◆ **Task instructions**:
Look through the records below and copy each line that includes the word "return".

◆ **Material to process**:
PR #412, opened 2020-07-11
multiMapFSC - Updated map component for LWC & Added couple toggles.

NickSauer7:
Initial version drafted here and tested for all attributes.

Updated version of map FSC Aura component.  Added address vs. geolocation toggle, list view on/off toggle, and marker selection for output from component.  

Draft post with additional details found on wp drafts:  map-with-markers-in-flow


flow_screen_components/lightningMapFSC/README.md
```diff
@@ -0,0 +1,34 @@
...
+
+### Summary:
+1)	Pass in Address or Geolocation and view on Map
+2)	Adjust Title of the Map
+3)	Show or hide the List View on the right side.
+
+### Admin Instructions:
+##### Enabling and Disabling Features in Flow:
+1)  Set Geolocation attribute to true if you plan to pass in Latitude and Longitude.  Otherwise you will pass in address.
+2)  For markerList (Address), you must pass in semi-colon delimited collection of strings in the following order:  City;Country;PostalCode;State;Street;Name;Icon;MarkerValue.
```
alexed1, line 17: I like to look for ways to create inputs that simplify the user's work. In this case, some options that occur to me: If I collect data in an upstream Screen element using the Address screen component, is there a way I could use that here without having to assemble the semicolon list? Perhaps have a bunch of additional text input fields?

flow_screen_components/lightningMapFSC/README.md
```diff
@@ -0,0 +1,34 @@
...
+
+|Parameter	               |I	 |O	     |Information 
+|--------------------------|-----|-------|-------------------------------------------------------------------------------------------------------------------------------------------|
+|**markerList**            |X    |       |List of String.  Pass in Address attributes or Latitude/Longitude depending on geolocation flag.  Default is address.  See instructions.   |
+|**title**	       		   |X	 |       |String.  Title to appear above the map                                                                                                     |
+|**showListView**	       |X	 |       |Boolean.  Set to true to show the List View on the map.  Default is false (hidden)                                                         |
+|**geolocation**	       |X    |	     |Boolean.  Set to true if you will pass in Geolocation instead of Address. Default is false                                                 |
+|**selectedMarkerValue**   |	 |X	     |String.  This is the Id of the marker selected.                                                                                            |
```
alexed1, line 30: I don't know what a marker ID is or where I'd find that, so a little more context would be great on markers

flow_screen_components/lightningMapFSC/README.md
```diff
@@ -0,0 +1,34 @@
...
+
+### User Instructions:
+1)	Note that markers will not appear if there are address/location attributes missing.  This can cause the List View not to match the map.
+2)  If enabled by your administrator, selecting a Marker on the map or list view will capture the selection you have made.
```
alexed1, line 34: a small example describing how you might use a selection later in the flow might be good

flow_screen_components/lightningMapFSC/README.md
NickSauer7: We could do that also (I believe the current mapFSC component you have in the collection does this).  In the other Aura component from blog post by Terence he went with the collection approach, and that's what I used as the launching point for the LWC update.  The reason is that, in thinking through use cases, I see many more instances where a collection of markers would be desired as opposed to a single marker based on an earlier entry.  Perhaps there is one that I'm missing though, or misunderstanding - highly likely!  

In doing this transposition, I could see a couple future enhancements that might be useful --
1)  Search for some address value(s), find matching records of some type and then display those on the map.
2)  Add filter/search logic on the same LWC screen to pare down results.

flow_screen_components/lightningMapFSC/README.md
NickSauer7: Updated to try to clarify.

flow_screen_components/lightningMapFSC/README.md
NickSauer7: Good idea - added this.  Pushing readme update now.

NickSauer7:
mapFSC name is taken by the Aura component, and cannot push into org as LWC also, so have left as multiMapFSC.  Just let me know if missing something there.

alexed1:
in the future, push the entire sfdx project and not just the force-app subdirectory. that allows people like me to simply open the project and deploy it to a scratch org. In this case, I'll create the project around your force-app subdirectory

alexed1:
Here's a package. can you test it out and let me know if it's good to go? Can you also draft a blog post as well that shows it in use?
https://login.salesforce.com/packaging/installPackage.apexp?p0=04tf4000003RR3lAAG

alexed1:
Thanks again for your great contribution, Nick.

NickSauer7:
Thanks Alex- will do on the package in the future.  I am away from a system for the next week but will knock out the package testing upon my return.  There should be a draft blog post drafted already:  'map-with-markers-in-flow'.  Thanks again - learning a ton!

NickSauer7:
Hi Alex - I've installed the package and tested the different toggles/outputs/etc.  Made a few edits to the blog post as well.
'Present a Map with Markers in Flow'.  Just let me know of any updates you'd like to that.

This is a component that could use a lot of enhancements, and I've had a couple discussions on it so far.  Will just be a matter of time, but at least gives a launching pad for those.

PR #401, opened 2020-06-22
recordDetailsFSC : Few Enhancements

mhamzas:
- Save and Cancel Button Labels are now changeable
- Option to hide CANCEL button
- Column Size option (Show all fields in 1 -> 12 sections)
- Disable Toast Option
- Removed slds-box class to remove double boxes under flow screen
- label-stacked variant added on input fields.

PR #413, opened 2020-07-12
Add padding to layout items for readability

swood09:
Given the spacing between the field label and the actual input element, screens become difficult to use especially when there are many fields presented to the user. This is especially problematic with the two-column layout, as the input elements of fields from column 1 are adjacent to the labels of column 2.
This change simply adds padding to the layout items so that fields are a bit more distinguishable from each other. It's a small quality of life improvement, but makes a big difference.


alexed1:
This looks promising. I love small useful polish like this. Can you post before and after images here to show the impact?

swood09:
@alexed1 Of course! Screenshot attached.
I just read through @mhamzas PR #401 so would be curious to know how use of the 12 column layout will work with this.
Screen Shot 2020-07-13 at 11 57 48 AM

alexed1:
I merged in Hamza's items. can you test your fix with the merged code? Once you confirm you're still happy with it, I'll merge yours in too and build a new package.

alexed1:
Hi. Just checking in on this.

mhamzas:
Added an option to allow adding classes by your own + set the default class back to :  'slds-box slds-theme_default' 
@alexed1

swood09:
Sincere apologies that I've neglected to respond @alexed1. Work has refused to slow down for the summer!
I'm going to close this out since @mhamzas opened another PR with support for adding slds classes to the parent div

PR #416, opened 2020-07-16
Input Rich Text - Fix 2x Value Bugs, & Add Character Count, Max Characters and Labels

NickSauer7:
Labels:  Properties have labels added.
Character Count:  Default character counter
Character Limit:  Optional max characters and validation.


alexed1:
nice fixes and improvements. sorry it took so long to process this.

PR #239, opened 2019-07-21
Adjust when we put parentheses around TH-quoted names

mrkkrp:


mrkkrp:
There are still problems with this: `''Semigroup.Option`. Need a less hacky criteria for deciding when to add the parens. Let's return to this tomorrow perhaps.

PR #245, opened 2019-07-30
Change parens style and how separated lists of items are printed

### LINKED ISSUE #182: Sanity check fails on a weird pattern binding
This is from cardano-sl.

```haskell
(       getNodeSettingsR
 :<|>   getNodeInfoR
 :<|>   getNextUpdateR
 :<|>   restartNodeR
 ):<|>( getUtxoR
 :<|>   getConfirmedProposalsR
 ) = client nodeV1Api
```

Ormolu produces:

```haskell
( getNodeSettingsR :<|>
  getNodeInfoR :<|>
  getNextUpdateR :<|>
  restartNodeR
) :<|>
  ( getUtxoR :<|>
    getConfirmedProposalsR
  ) = client nodeV1Api
```

```
<stdin><rendered>:5:1
```

### LINKED ISSUE #198: Broken layout for multiline patterns in case matches

### LINKED ISSUE #244: Parenthesized expression inside a do-block results in invalid Haskell
Here is an example I extracted from trying to format `hindent`:

```haskell
foo = do (bar
          baz)
```

this gets currently re-formatted as:

```haskell
foo = do
  ( bar
    baz
  )
```

which is not valid Haskell.

mrkkrp:
Close #244, close #182, close #198, close #223.

This is a work in progress. If successful it will:

1. Make the set of combinators clearer and indeed smaller.
2. Solve a number of issues, such as those about parse failures related to patterns.
3. Solve the bug from #244.

The idea is very simple, we stop doing this

```haskell
( foo
, bar
)
```

and start doing this

```haskell
(foo,
 bar)
```

There are three points here to note:

1. We switch to trailing commas which solves the indentation issues for patterns automatically.
2. We do not put closing punctuation on its own line. Which looks better when we have lots of nested punctuation and at the same time solves issues like #244.
3. The new general `sep` combinator finally is clear enough, and all the old zoo of `velt` and `velt'` and `sepWith`, etc. which was confusing and overlapping goes away.

Polishing this will take some time.


drathier:
Is the intention to move all commas to the end of each line, also for list literals? What about chained infix operators like `a <> b <> c` or `a <$> b <*> c`, where do they go when split into multiple lines? What about records? Etc.

mrkkrp:
Let's not get ahead of ourselves. Chaining of operators in its present form does not *break* anything and there is a separate issue about that. Records will be formatted like this:

```haskell
data MyData = MyData
  {myFoo :: Int,
   myBar :: Bar
  }
```

int-index:
Shouldn't it be

```
( foo,
  bar )

data MyData = MyData
  { myFoo :: Int,
    myBar :: Bar
  }
```

?

Then at any point your indentation is a multiple of 2.

mrkkrp:
Then #244 is not solved, or do you propose to have two types of parens?

int-index:
@mrkkrp I don't think we're on the same page, I took your example and added a space after the opening parenthesis and a space before the closing parenthesis:

```
-- your formatting
(foo,
 bar)

-- my formatting
( foo,
  bar )
```

I can't think of a reason this stylistic choice would have any effect on #244, and I do not propose two types of anything.

mrkkrp:
This takes some time to get right. TODO:

- [ ] Ensure that all examples have changed correctly (without introducing undesirable formatting features)
- [ ] Review the code itself and clean it up perhaps
- [ ] Add new examples making sure we also fixed the bugs we wanted to fix
- [ ] Try on some packages from Hackage to see how the formatter behaves after the change in general

This is not for today though.

PR #249, opened 2019-08-04
Avoid crashing on unboxed string literals

### LINKED ISSUE #187: Crashes on unboxed string literals
Input:

```haskell
{-# LANGUAGE MagicHash #-}
main = new "p"#
```

Output:

```
ormolu: Data.ByteString.ByteString.toConstr
CallStack (from HasCallStack):
  error, called at libraries/bytestring/Data/ByteString/Internal.hs:184:20 in bytestring-0.10.8.2:Data.ByteString.Internal
```

Surprisingly, the crash happens during sanity checking, not during formatting. `ormolu -u` works fine.

mrkkrp:
Close #187.

### DIFF
--- a/data/examples/declaration/value/function/unboxed-string-lit-out.hs
+++ b/data/examples/declaration/value/function/unboxed-string-lit-out.hs
@@ -1,0 +1,3 @@
+{-# LANGUAGE MagicHash #-}
+
+main = new "p"#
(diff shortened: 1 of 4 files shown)


mrkkrp:
With this I was able to format a code base as serious as that of `attoparsec`.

◆ **Solution to the exercise**:
Thanks Alex- will do on the package in the future.  I am away from a system for the next week but will knock out the package testing upon my return.  There should be a draft blog post drafted already:  'map-with-markers-in-flow'.  Thanks again - learning a ton!
There are still problems with this: `''Semigroup.Option`. Need a less hacky criteria for deciding when to add the parens. Let's return to this tomorrow perhaps.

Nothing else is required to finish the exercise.